EU puts Aeroflot and 20 other Russian airlines on the list of unsafe carriers

The EU Aviation Safety Committee has included 21 Russian airlines on  the list of carriers that are banned or restricted from flying within the EU because these carriers do not meet international safety standards. The European Commission has announced this.

Among the Russian airlines that made the list are Aeroflot, Rossiya, Pobeda, S7, Utair, Nordwind, Aurora, Izhavia.

Carriers from the Russian Federation were included in the list in connection with a law adopted in March , which allowed Russian airlines to register the rights to foreign aircraft under lease and issue domestic airworthiness certificates to such aircraft.

European Commissioner for Transport Adina Valyan said that the blacklisting of Russian airlines is not a sanction against Russia, but is dictated by security considerations.

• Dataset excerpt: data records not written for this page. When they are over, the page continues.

PR #3258, opened 2024-08-01
Remove trackedSubnet check for explicitly named peers in network.Send()

iansuvak:
## Why this should be merged

This would close ava-labs/awm-relayer#400 . This removes the requirement for an explicitly named peer in `common.SendConfig` to be actively tracking the relevant subnet. This doesn't affect the allower functionality or any sampled peers.  

The particular case this would solve is let nodes respond to `SignatureRequest` `AppRequests` from nodes that haven't explicitly declared that they are tracking the relevant subnet which seems like a valid usecase. 

The function comment was also updated since it seemed to be out of date, but the update isn't relevant to the functional change since filtering out peers based on their tracked subnets was undocumented functionality. 

## How this works

It removes the trackedSubnet check when checking explicitly named peers supplied to `getPeers` function which is called from `network.Send`

## How this was tested
CI + confirmed that it allows signature aggregation on the awm-relayer E2E tests (both relayer and signature aggregator)


network/network.go
```diff
@@ -698,10 +698,6 @@ func (n *network) getPeers(
 			continue
 		}
 
-		if trackedSubnets := peer.TrackedSubnets(); !trackedSubnets.Contains(subnetID) {
-			continue
-		}
```
StephenButtolph, line 703: After going through the code - the one potential downside to this PR is:

If a subnet validator forgets to `--track-subnet` the subnet that it is validating, the nodes querying them will now need to timeout the request rather than immediately marking the request as failed.

I think that is sufficiently niche that it isn't a concern to merge this PR... But it could be something to keep in mind as a future optimization. This is not a change in any security assumptions, as byzantine nodes could always report that they are tracking the subnet but then just never respond to the request.

StephenButtolph (approved):

network/network.go
```diff
@@ -678,10 +678,10 @@ func (n *network) track(ip *ips.ClaimedIPPort) error {
...
 //   - [nodeIDs] the IDs of the peers that should be returned if they are
 //     connected.
-//   - [subnetID] the subnetID whose membership should be considered if
-//     [validatorOnly] is set to true.
-//   - [validatorOnly] is the flag to drop any nodes from [nodeIDs] that are not
-//     validators in [subnetID].
+//   - [subnetID] the subnetID whose membership should be considered to
+//     determine if the node is a validator.
+//   - [allower] interface that determines if a node is allowed to connect to
+//     the subnet based on it's validator status.
```
dhrubabasu, line 684:
```suggestion
//     the subnet based on its validator status.
```

dhrubabasu (approved):

PR #3259, opened 2024-08-02
[ci] Switch to v2 of docker compose plugin

marun:
## Why this should be merged

As per https://github.com/actions/runner-images/issues/9692, the default runner image no longer includes the docker compose v1 plugin (`docker-compose` command). The v2 plugin (`docker compose` command) is provided, so this change updates the antithesis image build test to use that instead.

## How this was tested

CI


StephenButtolph (approved):
Thanks for looking into this so quickly!

darioush (approved):

aaronbuchwald (approved):

PR #3263, opened 2024-08-02
Minor code quality cleanup for snow/consensus

yacovm:
## Why this should be merged

- `snowflakeFactory` was un-used, renamed to `_`

- `SnowballFactory` was stuttering (is in snowball package), renamed to `FactoryInstance`

- Fixed grammar mistake in `snow/consensus/snowman/poll/set.go`

## How this works

Just a minor code cleanup

## How this was tested

CI


snow/consensus/snowball/factory.go
```diff
@@ -6,8 +6,8 @@ package snowball
 import "github.com/ava-labs/avalanchego/ids"
 
 var (
-	SnowballFactory  Factory = snowballFactory{}
-	SnowflakeFactory Factory = snowflakeFactory{}
+	FactoryInstance Factory = snowballFactory{}
+	_               Factory = snowflakeFactory{}
```
StephenButtolph, line 10: @aaronbuchwald Do we use `SnowflakeFactory` in some other repo?

I think we added this to test out the `Tree` using just `Snowflake` rather than using `Snowball`... Does this change break anything?

meaghanfitzgerald: > Do we use `SnowflakeFactory` in some other repo?

afaict according to [this search](https://github.com/search?q=org%3Aava-labs+SnowflakeFactory&type=code) across ava-labs repos, it is only used in avalanchego

aaronbuchwald: iirc I was using this in the simulator repo, but am not continuing that work, so it's fine to remove imo

snow/consensus/snowball/consensus_performance_test.go
```diff
@@ -28,10 +28,10 @@ func TestDualAlphaOptimization(t *testing.T) {
 		source        = prng.NewMT19937()
 	)
 
-	singleAlphaNetwork := NewNetwork(SnowballFactory, params, numColors, source)
```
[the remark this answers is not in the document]
yacovm: Factory is already [taken](https://github.com/ava-labs/avalanchego/blob/9a89b5e802bd740fce00bfaa1de88875ba301440/snow/consensus/snowball/consensus.go#L44).

PR #3266, opened 2024-08-02
Expose upgrade config in the info API

StephenButtolph:
## Why this should be merged

This will be used in the E2E testing to determine which ruleset should be used when executing tests.

## How this works

Exposes the `upgrade.Config` through a new `info.upgrades` API.

## How this was tested

- Manually

### DIFF
--- a/upgrade/upgrade.go
+++ b/upgrade/upgrade.go
@@ -14,7 +14,7 @@ import (
 
 var (
 	InitiallyActiveTime       = time.Date(2020, time.December, 5, 5, 0, 0, 0, time.UTC)
-	UnscheduledActivationTime = time.Date(10000, time.December, 1, 0, 0, 0, 0, time.UTC)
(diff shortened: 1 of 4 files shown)


upgrade/upgrade.go
```diff
@@ -14,7 +14,7 @@ import (
 
 var (
 	InitiallyActiveTime       = time.Date(2020, time.December, 5, 5, 0, 0, 0, time.UTC)
-	UnscheduledActivationTime = time.Date(10000, time.December, 1, 0, 0, 0, 0, time.UTC)
+	UnscheduledActivationTime = time.Date(9999, time.December, 1, 0, 0, 0, 0, time.UTC)
```
StephenButtolph, line 17: JSON marshaling actually doesn't support timestamps with years `>9999` because the format is fixed width.

dhrubabasu (approved):

PR #3452, opened 2024-10-09
Remove minimum peer error in health check

sukantoraymond:
## Why this should be merged

When setting up private network (e.g. Local Devnet), when there is only 1 validator node, node will remain unhealthy with the message "not connected to a minimum of %d peer(s) only". This PR removes this error message.

## How this works
NA

## How this was tested
Ran a local Devnet with this version of avalancheGo with 1 Validator only and node passes health check

### DIFF
--- a/.github/workflows/build-macos-release.yml
+++ b/.github/workflows/build-macos-release.yml
@@ -18,7 +18,7 @@ jobs:
   # This workflow contains a single job called "build"
   build-mac:
     # The type of runner that the job will run on
-    runs-on: macos-12
+    runs-on: macos-14
     permissions:
       id-token: write
       contents: read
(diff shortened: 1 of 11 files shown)


network/network.go
```diff
@@ -410,9 +410,6 @@ func (n *network) HealthCheck(context.Context) (interface{}, error) {
 	}
 
 	var errorReasons []string
-	if !isConnected {
-		errorReasons = append(errorReasons, fmt.Sprintf("not connected to a minimum of %d peer(s) only %d", n.config.HealthConfig.MinConnectedPeers, connectedTo))
-	}
```
StephenButtolph, line 415: I think we need to remove more here to actually make the node report healthy.

PR #3454, opened 2024-10-09
Add Etna logging

StephenButtolph:
## Why this should be merged

Because I worked hard on it.

## How this works

Displays the log after accepting the first block that was accepted after Etna was activated (and suppresses the log if that block was accepted during bootstrapping or if the initial state was after Etna)

## How this was tested

N/A


darioush (approved):

ceyonur (approved):
LGTM 
```
  ,_ o
  / //\,
   \>> |
    \\
```

iansuvak (approved):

The Federal Air Transport Agency has allowed Russian airlines to operate hundreds of foreign aircraft without a valid airworthiness certificate. <…> This not only clearly violates the Convention on International Civil Aviation, but also creates a direct threat to flight safety. We live in conditions of unprovoked Russian military aggression against Ukraine. But I want to be clear that this decision is not yet another sanction against Russia; it was adopted solely on the basis of technical and safety considerations. We don’t mix security with politics.

The Russian authorities allowed the issuance of domestic airworthiness certificates to leased aircraft after such aircraft began to be detained abroad. This was due to the sanctions that the EU imposed due to the Russian invasion of Ukraine. These sanctions obligated lessors to terminate contracts with Russian airlines and obtain the return of leased aircraft.

The Russian authorities did not voluntarily return these planes. Because of this, according  to the Ministry of Transport at the end of March, 78 out of more than 1,300 aircraft of Russian airlines were arrested abroad.

The head of the Ministry of Transport, Vitaly Savelyev , said that for Russia to give up leased aircraft “means leaving itself without aviation.” At the same time, he  warned that these planes will never again be able to fly to countries that are implementing sanctions, “due to the fact that we took someone else’s property.” Almost 200 aircraft are available for international flights that are Russian or were registered as Russian before the imposition of sanctions.